Ben panted in the silence that followed his outburst, the gun trembling in his hand. Bill faced forward in his chair. Ben turned his head away to look out the window. Sad attempts at a physical de-escalation in the cramped space.

Bill dropped his hands to his side, defeated. He didn’t know what to do. Everything felt hopeless. He stared at his family, mentally removing them from this madness, trying to remember how simple their lives seemed as recently as last night.

Bill had grilled hamburgers. They had eaten with the TV on, volume low, watching the game. Scott spilled his milk at one point. Elise had cried and so Carrie ate her sweet potato fries standing up, bouncing her until she stopped. Bill remembered thinking he needed to take out the trash when he threw the milk-soaked paper towels in the bin. He had forgotten to do that before he left this morning.

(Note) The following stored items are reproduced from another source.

Issue #2850, opened 2018-10-31
Yarn PnP support


archSeer:
### What problem does this feature solve?
yarn 1.12 supports PnP: https://github.com/yarnpkg/rfcs/blob/master/accepted/0000-plug-an-play.md

### What does the proposed API look like?
I tried to get it to work, but the default project was missing a whole bunch of peer dependencies in the package.lock. Once that was resolved, the vue-cli webpack rules would have to be adjusted with:

https://github.com/arcanis/pnp-webpack-plugin

And for jest:

https://github.com/arcanis/jest-pnp-resolver

vielhuber:
This would be awesome for many usecases: Using vue-cli in Docker, Windows WSL or Vagrant currently is a pain (because of >100.000 mounted and synced files inside node_modules). Without this everything would be gone.

Do you consider this integrating in vue-cli (when choosing "yarn" inside the installation wizard)?

yuu2lee4:
yeah,i would glad see the supporting for pnp,i want know `transpileDependencies` how to defained

bodograumann:
I was trying to setup `pnp` for a basic `vue-cli` application. See https://github.com/bodograumann/yarn-pnp-app.

`pnp` is enabled and `php-webpack-plugin` is installed. This already fixed a lot of errors about module loading.

Now I’m at a point where I have no idea to proceed. Running `yarn build` gives the following error:

```
 ERROR  Failed to compile with 1 errors                                                                                                                                               14.42.06

This relative module was not found:

* ./src/main.js in multi ./src/main.js
 ERROR  Build failed with errors.
error Command failed with exit code 1.
info Visit https://yarnpkg.com/en/docs/cli/run for documentation about this command.
```

Does anybody have an idea?

sodatea:
@bodograumann 
We currently don't have the capacity to fix all the issues with yarn pnp compatibility. But here's a note from @lbogdan who have successfully made a basic vue cli project work with yarn v2:
https://gist.github.com/lbogdan/b8c652e6fd6f906492e0adf0ee044c82
Hope it helps.

lbogdan:
@sodatea Would you be open to a PR that fixes (most of) the issues I encountered, while not breaking current functionality?

sodatea:
Yeah I would love to see that PR

hufeng:
I look forward to being able to support

hufeng:
@bodograumann Yes, I also encountered the same error

hufeng:
[...]

PR #4953, opened 2019-12-12
feat: adds transparent PnP support to Webpack

arcanis:

- [x] Feature
- [x] Underlying tools

- [x] No

**Other information:**

Followup to #2850 - I've fixed the remaining issues on our side, only remains one thing! 🎉

Webpack currently requires using the [PnP Webpack plugin](https://github.com/arcanis/pnp-webpack-plugin) in order to properly resolve dependencies (it will be optional starting from Webpack 6). It doesn't have [any effect](https://github.com/arcanis/pnp-webpack-plugin/blob/master/index.js#L116) for people that aren't using PnP, so no risks at all 🙂


yarn.lock
```diff
@@ -7045,7 +7045,7 @@ errorhandler@^1.5.1:
     accepts "~1.3.7"
     escape-html "~1.0.3"
 
-es-abstract@^1.12.0, es-abstract@^1.4.3, es-abstract@^1.5.1, es-abstract@^1.7.0:
```
arcanis: Those changes aren't needed by my diff, they just got there when running `yarn add` 🤔

packages/@vue/cli-service/lib/config/base.js
```diff
@@ -37,6 +37,10 @@ module.exports = (api, options) => {
         .publicPath(options.publicPath)
 
     webpackConfig.resolve
+      // This plugin can be removed once we switch to Webpack 6
+      .plugin('pnp')
+        .use({ ...require('pnp-webpack-plugin') })
```
arcanis: The spread is a small trick required for `webpack-chain` (it mutates the plugin instance, but since the PnP plugin is supposed to be the same instance for every config it crashes when webpack-chain tries to override its previous registration).

pksunkara:
Looks good to me. But I would wait for @sodatea to merge it.

pksunkara:
@arcanis Can you rebase this? I would like vue-cli to support the pnp feature. It's really good feature 😄

arcanis:
@pksunkara done! Let me know when it gets released and I'll setup our E2E tests accordingly to confirm everything is good 🙂

pksunkara:
I tested this locally.

PR #2767, opened 2022-01-05
fix(middlewares): smart delay on reset password

james-d-elliott:
This adds a smart delay on reset password attempts to prevent username enumeration. Additionally utilizes crypto rand instead of math rand. It also moves the timing delay functionality into its own handler func.


james-d-elliott:
@clems4ever if you're still about this one was one I wanted to merge in before the release, if you're still about I'll looking at unit tests for the OIDC changes.

nightah (approved):
LGTM, gonna take this for a test run today to see if I have any additional feedback to provide.

PR #2776, opened 2022-01-07
fix(storage): use boolean instead of integer

### LINKED ISSUE #2775: PostgresSQL error
### Description

(100% cpu usage on 1 thread on Authelia once, that's why i started to look for problems)

Got an error from PostgreSQL log when i login on Authelia. Repeats every time i login. Not a SQL expert. But feels like something is not coded right in Authelia for PostgreSQL.
But Authelia is still working fine. Nothing in Authelias (on debugging) log.

### My setup

Docker Container on both PostgreSQL and Authelia. 
Same user-defined bridge.
Linux slackware/unraid.

### Things i tried to mitigate the problem

Updated Nginx/swag config file for authelia. Think that was the high CPU usage. But i'm not certain. Not seen it again (4 hour)

Updated from postgreSQL 13 -> 14. Nothing changed.

Purged the whole Authelia Database and started a brand new. Nothing changed.

### Additional Information

From postgres log:

2022-01-07 05:53:50.975 CET [264] ERROR: operator does not exist: boolean = integer at character 134

2022-01-07 05:53:50.975 CET [264] HINT: No operator matches the given name and argument types. You might need to add explicit type casts.
2022-01-07 05:53:50.975 CET [264] STATEMENT:
SELECT time, successful, username
FROM authentication_logs
WHERE time > $1 AND username = $2 AND auth_type = '1FA' AND banned = 0
ORDER BY time DESC
LIMIT $3
OFFSET $4;

james-d-elliott:
This fixes an issue where an integer is used instead of a boolean.

Fixes #2775.


clems4ever (approved):
LGTM

PR #2790, opened 2022-01-12
fix(configuration): mail address decode hook func

james-d-elliott:
This fixes an issue with the mail address decode hook func which previously would attempt to decode any struct type to a mail address.


clems4ever (changes requested):
Can we add a unit test?

james-d-elliott:
I actually think there is one, let me double check. It's part of configurati

> Can we add a unit test?

@clems4ever done!

PR #2801, opened 2022-01-15
fix(oidc): add preferred username claim

### LINKED ISSUE #2798: OIDC claim for preferred username
Looks like "standard" one is `name`, at least that's what Harbor suggests using.

Please add the username claim that would allow forwarding username from AD

james-d-elliott:
This adds the missing preferred username claim to the ID Token for OIDC.

Fixes #2798


clems4ever (approved):
LGTM. Adding some unit tests could be a good idea, however.

PR #2813, opened 2022-01-20
fixed cloudflare NTP wrong port

thehedgefrog:
Fixed the wrong reference to `time.cloudflare.com:123` - the actual correct port is `1234`.

Unintended: trimmed some trailing white space.


thehedgefrog:
After testing it appears the error was caused by a misconfiguration on my part and not an application bug.  Closing.

james-d-elliott:
Thanks anyway, we appreciate the choice to contribute when people see issues and solutions. :)

PR #2829, opened 2022-01-22
fix(handlers): include preferred_username claim in meta

james-d-elliott:
This includes the preferred_username claim in the meta. Also uses the consts for all the applicable claims and scopes.


clems4ever (approved):
LGTM

PR #2835, opened 2022-01-25
fix(ntp): disable failure setting is ignored

james-d-elliott:
Disable failure was ignored previously, this ensures it isn't.


nightah (approved):
LGTM.

PR #2845, opened 2022-02-02
[WIP] feature SignUp

abs0lom:
## Motivation
For make authelia usable as a auth provider, I will implement Signup feature.

This functionality depends on the authentication backend. If the authentication backend is LDAP, the implementation will change the way the user object is stored.

It will therefore be necessary to retrieve from the configuration how the user is stored to ensure that it is created in the correct way.

## Security
When account creation is enabled, it becomes possible to know which email or username exists in the backend by spamming the creation form.

One solution is to ban the user for a certain amount of time after a certain number of unsuccessful attempts and to double the banning time for each additional failed attempt.

But this does not solve everything. Any suggestions to ensure the safety of the feature are appreciated.

## Tasks
- [X] create signup view into web
- [ ] create route for signup
- [ ] create user signup feature into authentication backend file
- [ ] create user signup feature into authentication backend LDAP (depending to implementation)
- [ ] add config key to enable/disable signup 
- [ ] make documentation against signup


DunklerPhoenix:
I have a feature request for this idea.
It would be nice to have an invite only mode with link, code or/and email.

james-d-elliott:
I think in general this idea is good, but you may want to discuss the overall design plan in an issue in advance otherwise it may end up being an implementation we ultimately don't take up. For starters I'm a bit confused as to the condition required for a user to sign up..

If the idea is that they customize their account themselves such as their display name and password (can't see any other attributes we'd want to allow users to modify) this probably fits better as a user control panel item, and they use the existing functionality to reset their password if they don't know it.

jaen:
@james-d-elliott I would like to see this feature merged, especially if it supports the invite-only mode. My knowledge of go is mostly limited to "it's just C with a garbage collector and CPS, what's the big deal", I've done a fix or two to traefik and wrote simple multi-homing connection quality helper for my Unifi setup. Do you have any suggestions on what I could do to move this forward?

davama:
This is very cool feature!

not to throw a wrench here but just a thought:

since there are different auth backends and their setup could very, why not just have authelia offload the creation (when invited/user not exist/ other security checks) to some webhook or script.

this way the onus is left to the admin to do whatever they want

my .02

thank you for this PR

Cajuteq:
Hi, pretty interested in allowing user signup as it drastically increase the number of project where we could use authelia as the auth. Is this feature still on tracks ? Is there a discussion related to the overall signup/invitation design ? I can allocate some dev time for it to be implemented

nightah:
Apologies for missing this @Cajuteq there hasn't been any discussion about this outside of this specific thread.

Per @james-d-elliott's earlier commentary:
> I think in general this idea is good, but you may want to discuss the overall design plan in an issue in advance otherwise it may end up being an implementation we ultimately don't take up.

We're open to the feature however the implementation in its current state is incomplete as it only includes the frontend portion. Really for this feature to be accepted it needs to handle either of our auth backends gracefully.

We're happy for someone to propose a design for evaluation and acceptance to ensure the contribution would be accepted.

Cajuteq:
no problem, I'll try to do something in the following week

PR #2856, opened 2022-02-08
feat(server): csp template

### LINKED ISSUE #2853: Allowing modification of Content-Security-Policy header through configuration.yaml
## Feature Request

Authelia includes a Content Security Policy by default which is fairly strict (great!), using nonce values. However I was thinking if this could be something that could be appended to through the configuration.yaml?

I could easily override the entire header through nginx, but that would then mean manually maintaining nonce values or downgrading the stricter policy set currently which could change on each update and become hard to maintain.

Using Grafana as an example, they provide a config key like this:

```
content_security_policy_template = """script-src 'self' 'unsafe-eval' 'unsafe-inline' 'strict-dynamic' $NONCE;object-src 'none';font-src 'self';style-src 'self' 'unsafe-inline' blob:;img-src * data:;base-uri 'self';connect-src 'self' grafana.com ws://$ROOT_PATH wss://$ROOT_PATH;manifest-src 'self';media-src 'none';form-action 'self';"""
```

$NONCE and $ROOT_PATH are dynamic values which are parsed before outputting the header at render time. You can add anything else you want to the policy but maintain the nonce values required.

Perhaps a similar principle could be done for Authelia, given `nonce-%s` is a variable in the main Go server template?

### Use Case

Being able to add or append additional properties such as report-uri for tracking and monitoring Content Security Policy violations, without overriding the header entirely.

james-d-elliott:
Implements the ability for advanced users to override the CSP.

Closes #2853.


clems4ever (approved):
LGTM

Issue #2636, opened 2021-11-26
How to integrate Authelia with django


jrmzlara:
Has anyone implemented (combined) Authelia as SSO and Django (both django and DRF)? Or maybe point out some articles/references?

bielfrontera:
I have some Django applications using Authelia for authentication. I just followed [authelia documentation regarding protecting a location using nginx](https://www.authelia.com/docs/deployment/supported-proxies/nginx.html) and added a custom PersistentRemoteUserMiddleware class:

```python
from django.contrib.auth.middleware import PersistentRemoteUserMiddleware


class PersistentHttpRemoteUserMiddleware(PersistentRemoteUserMiddleware):
    header = 'HTTP_REMOTE_USER' 
``` 
(see Django documentation about (REMOTE_USER)[https://docs.djangoproject.com/en/3.2/howto/auth-remote-user/#using-remote-user-on-login-pages-only]).

I had also to configure the variable LOGOUT_REDIRECT_URL in settings in order to complete the logout with authelia (value https://auth.<domain>.<tdl>/logout )

clems4ever:
@bielfrontera , thanks for sharing your experience. It would be awesome if you could contribute to the community section of the documentation: https://www.authelia.com/docs/community/.

What do you think?

clems4ever:
The documentation from @bielfrontera will soon be available in the doc. Thank you very much for your contribution.

PR #2858, opened 2022-02-08
docs: add community example of integrating authelia with Django

bielfrontera:
Extend the information given at #2636 about how to integrate authelia with Django.


clems4ever:
Thank you for this contribution @bielfrontera .

Issue #18, opened 2025-09-18
request: add `permissions` to all workflows


mdhaber:
### Motivation

It is generally recommended that all workflows should contain explicit `permissions`s rather than relying on repository defaults.

### Proposed solution

Add `permissions` to all workflow `yml`s.

PR #30, opened 2025-09-19
tests: add unit tests of _logicals.py

mdhaber:
## 📝 Description

Adds unit tests of `deltakit-explorer/tests/unit/codes/test_logicals.py::paulistring_to_operator`.

## 🧾 Release Note

PR title.


nelimee (approved):

nelimee:
Permissions to CI jobs should be added (see #18) in order for CI to pass here.

anjbur:
Looks like the CI failure is because of permissions issues arising from the source branch being in a fork. This is a bit tricky to fix securely, as it will require splitting the current `labeled_tests.yml` workflow into two: one which has write permissions and only labels code, not checking anything out; and a second that reverts to standard fork read-only permissions and checks out code to run tests. Until then, the CI will create this failure on any PR from a branch in a fork.

I've created an issue (#49) to track this and will look further into implementing the fix next week. If we need to unblock fork PRs before then, we could add a temporary check that just runs all tests when the source branch is in a fork, instead of trying to label what's changed.

PR #47, opened 2025-09-19
feat(cancel): cancelling the job with Ctrl+C in APIv2

str-anger:
## 🔗 Closed Issues

A bug from backlog 

---

## 📝 Description

This PR re-implements an approach already present in APIv1.
If the request is sent, we may cancel it by CTRL+C. In this case,
`KeyboardInterrupt` exception is raised. We handle this and try to
cancel the job on the client side. Then we replace exception with a
meaningful message.

---

## 🚦 Status

Done.

---

## 🛠️ Future Work

Follows by a PR on the server side.

---

## ➕️ Additional Information

N/A

---

## 🧾 Release Note

PR Title

### DIFF
--- a/deltakit-explorer/src/deltakit_explorer/_api/_api_v2_client.py
+++ b/deltakit-explorer/src/deltakit_explorer/_api/_api_v2_client.py
@@ -206,7 +206,7 @@ class APIv2Client(APIClient):
             return job.result
         except KeyboardInterrupt:
             count = self.kill(job.request_id)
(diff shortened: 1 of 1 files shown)


str-anger:
@nelimee thank you for the link. This is a very valid comments, we already explored this place in our previous project.
1. We are not catching it silently, we are catching and failing. I think we can tolerate failed stated as we've already `SIGINT` the program.
2. Proposed example is (to me) an overengineering. We had it in a server software for exactly the reason explained. I don't feel we should be very careful in a client lib.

A distant noise was beeping in his earpiece. Bill barely noticed it, lost in the blissful memory of normalcy. But the faint, irregular sounds eventually pulled Bill away from his reverie. All at once something clicked in his mind as he strained to listen, trying not to breathe.

But now there was only silence. His mind was playing tricks on him.

He looked over to Ben, who showed no sign of having heard anything unusual. If there were any sounds, they would come through the backup frequency, which was only audible in Bill’s earpiece. Ben was in his own world anyway. He was inspecting the gun, his thumb running over the handle.

Suddenly, there it was. Bill’s eyes widened. There was a noise.

It wasn’t his imagination. Someone had heard him and they were talking back.